Taxation Policy Impact
The effective tax rate for H1 FY26 was approximately 25.7% (INR 2.33 Cr tax on INR 9.08 Cr PBT).
Legal Contingencies
The National Stock Exchange (NSE) imposed a fine of INR 50,000 for a delay in submitting related party disclosures for the half-year ended March 31, 2022. No other major pending court cases or case values were disclosed.
Risk Analysis
Key Uncertainties
The primary uncertainty is the management of the working capital cycle; a decline in net cash accruals below INR 5 Cr (from the current ~INR 19 Cr) would trigger a downward rating action.

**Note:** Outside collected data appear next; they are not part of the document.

PR #697, opened 2023-04-28
[IMP] l10n_invoice_reports QR and invoice attachments merged

santostelmo:
### Context
Currently QR and invoice report attachments are generated separately. We want single generate a single attachment and store it in the DB


cyrilmanuel (approved):
LG

PR #708, opened 2023-07-18
[14.0][FIX] Disable ebill_paynet unit test

TDu:
This module should not be used anymore because the service has been shut down.
Use ebill_postfinance instead (still in PR form)


sebalix (approved):

sebalix:
Link to `ebill_postfinance`: https://github.com/OCA/l10n-switzerland/pull/675

PR #709, opened 2023-08-08
[16.0] [MIG] l10n_ch_mis_reports: Migration to 16.0

jguenat:
Migration with following refactor
-  Use formulas based on account code instead of account tag, [l10n_ch_account_tags](https://github.com/OCA/l10n-switzerland/tree/14.0/l10n_ch_account_tags) not required anymore.  It was not very practical to have to assign a tag to each account.
- move data to xml noupdate records : you can modify your templates/styles without loosing the modifications on update.
- simplify styles

reviews/opinions are welcome :)


ecino (commented):
I have no experience with this module in the previous versions, but it looks good to me (only code review). One quetion, shouldn't we put the XML files in English and provide translations instead of directly entering records in French?

jguenat:
> I have no experience with this module in the previous versions, but it looks good to me (only code review). One quetion, shouldn't we put the XML files in English and provide translations instead of directly entering records in French?

Thanks for your review !

Yes it would be better but I don't know the english translation.  As this is specific for switzerland I guess it's not a big deal if we put it in french, people can then translate it with weblate if needed.

ecino (approved):

l10n_ch_mis_reports/data/mis_report_kpi_pl.xml
```diff
@@ -0,0 +1,245 @@
+<odoo noupdate="1">
+
+    <record id="mis_report_kpi_0001" model="mis.report.kpi">
+        <field name="name">CH_30</field>
+        <field name="description">Chiffre d'affaires</field>
+        <field
+            name="expression"
+        >-balp[('code', '>=', '3'),('code', '&lt;', '39')][]</field>
+        <field name="style_id" ref="style_details" />
```
eicher31: Thanks for your work.
Could you juste change the style here with
```suggestion
        <field name="style_id" ref="style_header" />
```
Otherwise it's all ok for me.

jguenat: Thanks for your review. Indeed it's nicer with the header style.

eicher31 (approved):
Ok for me

eicher31:
@ecino could you merge it? Thanks

PR #220, opened 2020-06-12
(tox) black diff color

MatthijsBurgh:


MatthijsBurgh:
`--color` seems not be released yet.

PR #221, opened 2020-06-13
Fix ci

MatthijsBurgh:
Don't find in class summary


AWhetter:
Nice find. Thanks for the fix!

PR #231, opened 2020-07-22
Added default golang ingore pattern to remove unit tests by default

DerThorsten:
With this, golang test files are ignored.
since godocjson is shall be called like this to ignore tests we do not need no wildcard symbol (*)
```
godocjson  -e _test.go fobarpath
```


AWhetter:
Thanks for the contribution!

Issue #227, opened 2020-07-12
Methods fail to get documented with autodoc-style directives in Sphinx 3.1+


AWhetter:
`tests/python/test_pyintegration.py::TestSimpleModule::test_manual_directives` fails and raises warnings such as

```
error while formatting signature for example.Bar.method_okay: 'NoneType' object has no attribute '__dict__'
```

It looks like support for overloads in autodoc has broken this test, so we probably need to implement our own overload support.

PR #235, opened 2020-07-31
Set self.parent in import_object

nuchi-airbnb:
Fixes https://github.com/readthedocs/sphinx-autoapi/issues/227

At least as far as I can tell. The error appears to originate in https://github.com/sphinx-doc/sphinx/blob/9a2f2e15a6c2149a84d91f34f18695086dc47f90/sphinx/ext/autodoc/__init__.py#L1771


nuchi-airbnb:
Thanks @AWhetter — I noticed that commented-out test only after opening the PR. I ran the test locally and unfortunately it didn't pass. I think I possibly might have fixed a different unrelated issue that was presenting with the same symptom — my use case now works but I don't have a clean minimum working example nor a good explanation for why. Sorry about that!

nuchi-airbnb:
Found my error — I needed to set `self.parent` only on methods.

PR #236, opened 2020-08-01
Fix #234: Inject TOCs just after doctrees are read

### LINKED ISSUE #234: Missing functions of package after `index`.
Hi hi! We're using AutoAPI in CircuitPython and are hitting a weird bug where functions aren't listed in a toctree consistently. I think this has to do with the order the files are processed.

Here is a small-ish repo case. Click into the `ulab` entry and you'll see that only half of the modules have functions listed underneath even though they have functions.

Screenshot_2020-07-27 ulab — Python documentation

[sphinx-bug.zip](https://github.com/readthedocs/sphinx-autoapi/files/4985473/sphinx-bug.zip)

Thanks!

ciscorn:
This PR moves the TOC-injection process from the writing phase to the resolving phase.

I think this will solve the issue discussed in #234.

(However, I'm afraid it causes any side-effects I haven't noticed. Are there any reasons to do this at `doctree-resolved`?)

Here is an example build result. Things after "index" are shown:

sc

Close #234

### DIFF
--- a/autoapi/extension.py
+++ b/autoapi/extension.py
@@ -186,6 +186,9 @@ def doctree_read(app, doctree):
     """
     Inject AutoAPI into the TOC Tree dynamically.
     """
+
+    add_domain_to_toctree(app, doctree, app.env.docname)
+
     if app.env.docname == "index":
         all_docs = set()
         insert = True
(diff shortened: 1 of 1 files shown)


AWhetter:
You're totally right that this is the right place to do this. Nice find!

PR #245, opened 2020-09-08
Fix inheritance diagram from module

brentyi:
`astroid.Module` has a `get_children()` function, but no `children` field. (I think the `body` field should also work here)

http://pylint.pycqa.org/projects/astroid/en/latest/api/astroid.nodes.html#astroid.nodes.Module.get_children


AWhetter (approved):
Thanks for the fix!

PR #268, opened 2021-02-15
Added autoapi-skip-member example

j0yu:
Just a quick example to illustrate how to register events in Sphinx, which very subtly [mentioned in their official documentations](https://www.sphinx-doc.org/en/master/extdev/appapi.html?highlight=conf#sphinx-core-events) and may catch out new users.

image


AWhetter:
This was merged as aeecc3e3e49a9906a8d9a29c84c1bcf12468845f

PR #281, opened 2021-04-08
Added attribute summary table to python module template

### LINKED ISSUE #280: Group module attributes/constants in separate summary table
Currently documented module constants/attributes are listed with their values, but there is no summary table displayed. It would be great if a summary table could be added to these.

I believe this is because these constants/attributes exist in `visible_children` [here](https://raw.githubusercontent.com/readthedocs/sphinx-autoapi/master/autoapi/templates/python/module.rst), but there is no associated summary table generated by the template. I couldn't work out exactly how module attributes are identified and classified under the hood, but if they are, then it seems like one could simply define `visible_attributes` by filtering from `visible_children` and then adding the following section to the template:

```
{% block functions scoped %}
{% if visible_attributes %}
Attributes
~~~~~~~~~

.. autoapisummary::

{% for attribute in visible_attributes %}
   {{ attribute.id }}
{% endfor %}


{% endif %}
{% endblock %}
```

If that diagnosis and solution is correct, then I could take a pass at implementing this and submit it via a PR. But since I am unfamiliar with what's going on under the hood here I am unsure if this would actually work.

P.s. great package btw. Thanks for all the hard work 👌 👌 👌

sammorley-short:
Aims to fix #280. Tox passing (only 3.6 and 3.7, I didn't have 3.8 and 3.9)

However, it's a bit of a naive hack, so I suspect there's some additional stuff that needs doing here. So lemme know what else needs doing for this.

### DIFF
--- a/autoapi/templates/python/module.rst
+++ b/autoapi/templates/python/module.rst
@@ -60,6 +60,7 @@ Submodules
 
 {% set visible_classes = visible_children|selectattr("type", "equalto", "class")|list %}
 {% set visible_functions = visible_children|selectattr("type", "equalto", "function")|list %}
+{% set visible_attributes = visible_children|selectattr("type", "equalto", "data")|list %}
 {% if "show-module-summary" in autoapi_options and (visible_classes or visible_functions) %}
 {% block classes scoped %}
 {% if visible_classes %}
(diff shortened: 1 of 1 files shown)


AWhetter (approved):
This looks perfect to me. Thanks for the changes!

PR #284, opened 2021-04-16
Add option autoapi_add_objects_to_toctree

jakobandersen:
Add an option such that the automatic addition of objects to the toctree can be disabled by the user.

It's a nice feature, but is in a sense orthogonal to the goal of extracting documentation from source code.


AWhetter (changes requested):
Thanks for making this change. Please could we add some documentation to the "config" page for this new configuration option.

It would also be useful to know why you want to be able to turn off this behaviour.

AWhetter (approved):

PR #290, opened 2021-06-01
Fix class args formatting when no __init__

jakobandersen:
When documenting a class which has no ``__init__`` method there seems to be a missing initialization, resulting in the warning ``'list' object has no attribute 'startswith'``.
Can be reproduced with [autoapiTest.tar.gz](https://github.com/readthedocs/sphinx-autoapi/files/6580359/autoapiTest.tar.gz).


AWhetter:
Thanks for trying this out. I've made the proper fix for this problem in 5faec730737a4932143e0a34a37a081bae7166f5

jakobandersen:
Great, thanks!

Geographic Concentration Risk
High concentration in West Bengal, where 6 out of 7 EBOs are located, making the company vulnerable to regional economic downturns or regulatory changes in that state.
Third Party Dependencies
Low dependency on third-party manufacturers due to 100% in-house production facility.
Technology Obsolescence Risk
The company has implemented audit trail requirements as per the Companies (Accounts) Rules, 2014, effective April 1, 2023, to modernize financial record-keeping.
Credit & Counterparty Risk
Receivables were high at 109 days in FY24, indicating potential credit risk from distributors or retail partners if not managed efficiently.